I like blush personally, but I don't like that it's sometimes used as a shorthand, or as a shortcut to femininity, whatever that is. The pink version of femininity feels too narrow, and while it's lovely to have it if you love it, I don't think it should be the only way to feel feminine or to signal that you're a girl.
Moss is another colour that I really like. I think that green with a lot of grey is really liveable and very natural. Easy on your eyes, easy to live with and comforting. I think you can live with a colour like moss green for a very long time without feeling like you need to change it, and that's a real blessing.
I think of Citrine as a blast of energy. A very invigorating colour. It's a colour that I can imagine using as an accent in an interior palette for that jolt of energy; it feels very refreshing. I think the name helps with the idea of citrus – refreshing and energetic and jolting.
The evolution of colour
The evolution of colour
The 19th century was abundant with technological advancements in dyes and textiles. Will we experience a similar burst of innovation in our digital era?
The wave of new dyes available to the world in the 19th century was revolutionary. Before, certain colours like reds that would stay red rather than fading over time, were incredibly expensive and you could only access them if you were very wealthy.
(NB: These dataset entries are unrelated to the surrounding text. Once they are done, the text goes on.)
PR #588, opened 2023-07-24
REQUEST now supports POST

johncant:
The experimental REQUEST function now supports any HTTP method.

This makes sense if
  - Your formula is idempotent, taking actions that make external state consistent with the data in your document
  - You have an endpoint with GET behaviour, but it actually requires a POST/PUT method

### DIFF
--- a/app/server/lib/Requests.ts
+++ b/app/server/lib/Requests.ts
@@ -93,7 +93,7 @@ export class DocRequests {
         headers: headers || {},
         agent: proxyAgent(urlObj),
         method: method || "GET",
-        body: body
+        body
       });
       const content = await response.buffer();
       const {status, statusText} = response;
--- a/app/server/lib/Requests.ts
+++ b/app/server/lib/Requests.ts
@@ -83,13 +83,18 @@ export class DocRequests {
       if (process.env.GRIST_EXPERIMENTAL_PLUGINS != '1') {
         throw new Error("REQUEST is not enabled");
       }
-      const {url, params, headers} = request;
+      const {url, method, body, params, headers} = request;
       const urlObj = new URL(url);
       log.rawInfo("Handling sandbox request", {host: urlObj.host, docId: this._activeDoc.docName});
       for (const [param, value] of Object.entries(params || {})) {
         urlObj.searchParams.append(param, value);
       }
-      const response = await fetch(urlObj.toString(), {headers: headers || {}, agent: proxyAgent(urlObj)});
+      const response = await fetch(urlObj.toString(), {
+        headers: headers || {},
+        agent: proxyAgent(urlObj),
+        method: method || "GET",
+        body: body
+      });
       const content = await response.buffer();
       const {status, statusText} = response;
       const encoding = httpEncoding(response.headers.get('content-type'), content);
--- a/app/server/lib/Requests.ts
+++ b/app/server/lib/Requests.ts
@@ -80,7 +80,7 @@ export class DocRequests {
 
   private async _handleSingleRequestRaw(request: SandboxRequest): Promise<Response> {
     try {
-      if (process.env.GRIST_EXPERIMENTAL_PLUGINS != '1' || process.env.GRIST_ENABLE_REQUEST_FUNCTION != '1') {
+      if (process.env.GRIST_ENABLE_REQUEST_FUNCTION != '1') {
         throw new Error("REQUEST is not enabled");
       }
       const {url, method, body, params, headers} = request;
@@ -92,7 +92,7 @@ export class DocRequests {
       const response = await fetch(urlObj.toString(), {
         headers: headers || {},
         agent: proxyAgent(urlObj),
-        method: method || "GET",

After the 19th century, most of these dyes were made from chemicals and the prices evened out so that reds cost the same as blues cost the same as yellows, and people could access the colours that they wanted.
Suddenly you get this excitement; people can put colours together in ways that they haven't been able to before. They can put red, which has always been a very expensive colour, on a very coarse fabric and see what that looks like. Whereas before, you would only ever put red dye on a beautiful, very fine wool or velvet because to put it on a cheaper cloth is a waste of expensive dye. This wave of experimentation causes a huge alteration – social, psychological, cultural – in the way that people think about colours and fabrics and dyed fabrics.
In the time since then, obviously there have been huge advancements and people have wanted to make dyes safer for the environment, which has been hugely important, but nothing has been as seismic as that period in the 19th century when suddenly the palette of colours massively expanded.
Now, new colours are being discovered, not all the time, but they are being discovered. But do we mean a new pigment that you could apply to a canvas? Do we mean a new dye that you can apply to cloth? If you create a whole new dye, it may be that it looks very similar to another dye, but it is in fact different – do we call that a different colour, or is it still just red? Or is it still just blue? So, what we mean by a new colour is very, very tricky.
I certainly think that now that we live more of our lives digitally, there is the capacity for new colours to be created digitally that can't be created physically, and for us to experience a new digital colour.